EXERCISE AIM ->
Repeat every record below exactly as written.

RECORDS FOR THE EXERCISE START

PR #875, opened 2023-12-17
Reject negative numbers in strtoul(3)

alejandro-colomar:

PR #877, opened 2023-12-19
lib/getdef.c: Adjust getdef_ boundaries

stoeckmann:
Negative values in login.defs never make sense (except someone wants to forcefully disable a feature with `-1` instead of commenting out a line or start breaking things by using even smaller values, which will be fixed in later PRs).

As a side note, util-linux does not support negative values either. See https://github.com/util-linux/util-linux/blob/master/lib/logindefs.c

### DIFF
--- a/lib/getdef.c
+++ b/lib/getdef.c
@@ -247,7 +247,7 @@ int getdef_num (const char *item, int dflt)
 
 	if (   (getlong (d->value, &val) == 0)
 	    || (val > INT_MAX)
-	    || (val < INT_MIN)) {
+	    || (val < -1)) {
 		fprintf (shadow_logfd,
 		         _("configuration error - cannot parse %s value: '%s'"),
 		         item, d->value);
@@ -315,7 +315,8 @@ long getdef_long (const char *item, long dflt)
 		return dflt;
 	}
 
-	if (getlong (d->value, &val) == 0) {
+	if (   (getlong (d->value, &val) == 0)
+	    || (val < -1)) {
 		fprintf (shadow_logfd,
 		         _("configuration error - cannot parse %s value: '%s'"),
 		         item, d->value);
--- a/man/login.defs.d/PASS_WARN_AGE.xml
+++ b/man/login.defs.d/PASS_WARN_AGE.xml
@@ -9,8 +9,8 @@
   <listitem>
     <para>
       The number of days warning given before a password expires. A zero
-      means warning is given only upon the day of expiration, a negative
-      value means no warning is given. If not specified, no warning will
+      means warning is given only upon the day of expiration, a value of
+      -1 means no warning is given. If not specified, no warning will
       be provided.
     </para>
   </listitem>


lib/getdef.c
```diff
@@ -282,7 +282,7 @@ unsigned int getdef_unum (const char *item, unsigned int dflt)
 
 	if (   (getlong (d->value, &val) == 0)
 	    || (val < 0)
-	    || (val > INT_MAX)) {
+	    || (val > UINT_MAX)) {
```
alejandro-colomar, line 285: If the max is raised to UINT_MAX, then maybe we should call getulong()?

BTW, that would require <https://github.com/shadow-maint/shadow/pull/875>.

stoeckmann: True, that would be an issue on 32 bit systems. Dropped the commit.

alejandro-colomar:
The manual page seems to say, IIUC, that negative values are acceptable in one case:

```
     PASS_WARN_AGE (number)
         The number of days warning given before a password expires. A zero
         means warning is given only upon the day of expiration, a negative
         value means no warning is given. If not specified, no warning will be
         provided.
```

stoeckmann:
Yes, -1 is used as a default if it's not specified in login.defs. We can add -1 as a valid value.

stoeckmann:
> Is that included in
> 
> > ...  which will be fixed in later PRs)

No, the problem arises in https://github.com/shadow-maint/shadow/blob/master/lib/isexpired.c#L86 if there is indeed a "negative value" set which is not -1. Suddenly, the code sometimes checks for >= 0 and sometimes for != -1 but would happily accept -2, -3 or INT_MIN etc.

alejandro-colomar:
> > Is that included in
> > > ...  which will be fixed in later PRs)
> 
> No, the problem arises in https://github.com/shadow-maint/shadow/blob/master/lib/isexpired.c#L86 if there is indeed a "negative value" set which is not -1. Suddenly, the code sometimes checks for >= 0 and sometimes for != -1 but would happily accept -2, -3 or INT_MIN etc.

Then I guess we need [-1, INT_MAX].

alejandro-colomar (approved):

stoeckmann:
Clarified documentation that only -1 really works.

alejandro-colomar (approved):

hallyn:
Probably a good change, but it's likely to break some installations.

I'll merge it, but am wondering whether/how we should warn users.

stoeckmann:
> I'll merge it, but am wondering whether/how we should warn users.

If you are concerned, we could also enforce that every negative value is automatically returned as -1.

hallyn:
> > I'll merge it, but am wondering whether/how we should warn users.
> 
> If you are concerned, we could also enforce that every negative value is automatically returned as -1.

Magically massaging values read from config files risks confusing and antagonizing users ("but my files clearly say -3), but it might be the best thing here.

alejandro-colomar:
I prefer shouting users that their value is bogus, rather than massaging.  Unless users complain that their installations break with this change, in which case we could offer a patch for massaging bogus values in the stable branch, as a transition.

So, adding something to the release news should probably be the way, and maybe also add a shouty error message.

RECORDS FOR THE EXERCISE END

YOUR SOLUTION ->
PR #875, opened 2023-12-17
Reject negative numbers in strtoul(3)

alejandro-colomar:

PR #877, opened 2023-12-19
lib/getdef.c: Adjust getdef_ boundaries

stoeckmann:
Negative values in login.defs never make sense (except someone wants to forcefully disable a feature with `-1` instead of commenting out a line or start breaking things by using even smaller values, which will be fixed in later PRs).

As a side note, util-linux does not support negative values either. See https://github.com/util-linux/util-linux/blob/master/lib/logindefs.c

### DIFF
--- a/lib/getdef.c
+++ b/lib/getdef.c
@@ -247,7 +247,7 @@ int getdef_num (const char *item, int dflt)
 
 	if (   (getlong (d->value, &val) == 0)
 	    || (val > INT_MAX)
-	    || (val < INT_MIN)) {
+	    || (val < -1)) {
 		fprintf (shadow_logfd,
 		         _("configuration error - cannot parse %s value: '%s'"),
 		         item, d->value);
@@ -315,7 +315,8 @@ long getdef_long (const char *item, long dflt)
 		return dflt;
 	}
 
-	if (getlong (d->value, &val) == 0) {
+	if (   (getlong (d->value, &val) == 0)
+	    || (val < -1)) {
 		fprintf (shadow_logfd,
 		         _("configuration error - cannot parse %s value: '%s'"),
 		         item, d->value);
--- a/man/login.defs.d/PASS_WARN_AGE.xml
+++ b/man/login.defs.d/PASS_WARN_AGE.xml
@@ -9,8 +9,8 @@
   <listitem>
     <para>
       The number of days warning given before a password expires. A zero
-      means warning is given only upon the day of expiration, a negative
-      value means no warning is given. If not specified, no warning will
+      means warning is given only upon the day of expiration, a value of
+      -1 means no warning is given. If not specified, no warning will
       be provided.
     </para>
   </listitem>


lib/getdef.c
```diff
@@ -282,7 +282,7 @@ unsigned int getdef_unum (const char *item, unsigned int dflt)
 
 	if (   (getlong (d->value, &val) == 0)
 	    || (val < 0)
-	    || (val > INT_MAX)) {
+	    || (val > UINT_MAX)) {
```
alejandro-colomar, line 285: If the max is raised to UINT_MAX, then maybe we should call getulong()?

BTW, that would require <https://github.com/shadow-maint/shadow/pull/875>.

stoeckmann: True, that would be an issue on 32 bit systems. Dropped the commit.

alejandro-colomar:
The manual page seems to say, IIUC, that negative values are acceptable in one case:

```
     PASS_WARN_AGE (number)
         The number of days warning given before a password expires. A zero
         means warning is given only upon the day of expiration, a negative
         value means no warning is given. If not specified, no warning will be
         provided.
```

stoeckmann:
Yes, -1 is used as a default if it's not specified in login.defs. We can add -1 as a valid value.

stoeckmann:
> Is that included in
> 
> > ...  which will be fixed in later PRs)

No, the problem arises in https://github.com/shadow-maint/shadow/blob/master/lib/isexpired.c#L86 if there is indeed a "negative value" set which is not -1. Suddenly, the code sometimes checks for >= 0 and sometimes for != -1 but would happily accept -2, -3 or INT_MIN etc.

alejandro-colomar:
> > Is that included in
> > > ...  which will be fixed in later PRs)
> 
> No, the problem arises in https://github.com/shadow-maint/shadow/blob/master/lib/isexpired.c#L86 if there is indeed a "negative value" set which is not -1. Suddenly, the code sometimes checks for >= 0 and sometimes for != -1 but would happily accept -2, -3 or INT_MIN etc.

Then I guess we need [-1, INT_MAX].

alejandro-colomar (approved):

stoeckmann:
Clarified documentation that only -1 really works.

alejandro-colomar (approved):

hallyn:
Probably a good change, but it's likely to break some installations.

I'll merge it, but am wondering whether/how we should warn users.

stoeckmann:
> I'll merge it, but am wondering whether/how we should warn users.

If you are concerned, we could also enforce that every negative value is automatically returned as -1.

hallyn:
> > I'll merge it, but am wondering whether/how we should warn users.
> 
> If you are concerned, we could also enforce that every negative value is automatically returned as -1.

Magically massaging values read from config files risks confusing and antagonizing users ("but my files clearly say -3), but it might be the best thing here.

alejandro-colomar:
I prefer shouting users that their value is bogus, rather than massaging.  Unless users complain that their installations break with this change, in which case we could offer a patch for massaging bogus values in the stable branch, as a transition.

So, adding something to the release news should probably be the way, and maybe also add a shouty error message.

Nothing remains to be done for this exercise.